● Work request: Once you have read the records, output them exactly.

● Collected data:
————————
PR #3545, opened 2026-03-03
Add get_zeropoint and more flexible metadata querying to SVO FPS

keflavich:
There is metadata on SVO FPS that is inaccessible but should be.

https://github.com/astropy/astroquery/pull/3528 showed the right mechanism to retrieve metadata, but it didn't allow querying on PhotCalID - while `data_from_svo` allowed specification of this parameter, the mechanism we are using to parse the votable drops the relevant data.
————————
● Answer:
PR #3545, opened 2026-03-03
Add get_zeropoint and more flexible metadata querying to SVO FPS

keflavich:
There is metadata on SVO FPS that is inaccessible but should be.

https://github.com/astropy/astroquery/pull/3528 showed the right mechanism to retrieve metadata, but it didn't allow querying on PhotCalID - while `data_from_svo` allowed specification of this parameter, the mechanism we are using to parse the votable drops the relevant data.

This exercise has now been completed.